Reproduce each record exactly, leaving nothing out.

◆ **SUPPLIED MATERIAL**:
* * * *

PR #339, opened 2024-02-02
fix: remove ctor

usamoi:
For reference: https://github.com/mmastrac/rust-ctor/issues/280

The simplest solution is to just remove it.

### DIFF
--- a/Cargo.lock
+++ b/Cargo.lock
@@ -440,16 +440,6 @@ dependencies = [
 ]
 
 [[package]]
-name = "ctor"
-version = "0.2.6"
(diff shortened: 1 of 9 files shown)


VoVAllen:
What's ctor for? Does it cause any bug in the current version?

usamoi:
> What's ctor for? Does it cause any bug in the current version?

It's for initializing instruction detection so that we do not need to check `cpuid` every time.

`rustc` does not add `--whole-archive` to linker options for deps so it's possible that functions marked `ctor` do not actually run.

In current binary releases it does not cause any bugs but we cannot guarantee it.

* * * *

◆ **SOLVED EXERCISE**:
PR #339, opened 2024-02-02
fix: remove ctor

usamoi:
For reference: https://github.com/mmastrac/rust-ctor/issues/280

The simplest solution is to just remove it.

### DIFF
--- a/Cargo.lock
+++ b/Cargo.lock
@@ -440,16 +440,6 @@ dependencies = [
 ]
 
 [[package]]
-name = "ctor"
-version = "0.2.6"
(diff shortened: 1 of 9 files shown)


VoVAllen:
What's ctor for? Does it cause any bug in the current version?

usamoi:
> What's ctor for? Does it cause any bug in the current version?

It's for initializing instruction detection so that we do not need to check `cpuid` every time.

`rustc` does not add `--whole-archive` to linker options for deps so it's possible that functions marked `ctor` do not actually run.

In current binary releases it does not cause any bugs but we cannot guarantee it.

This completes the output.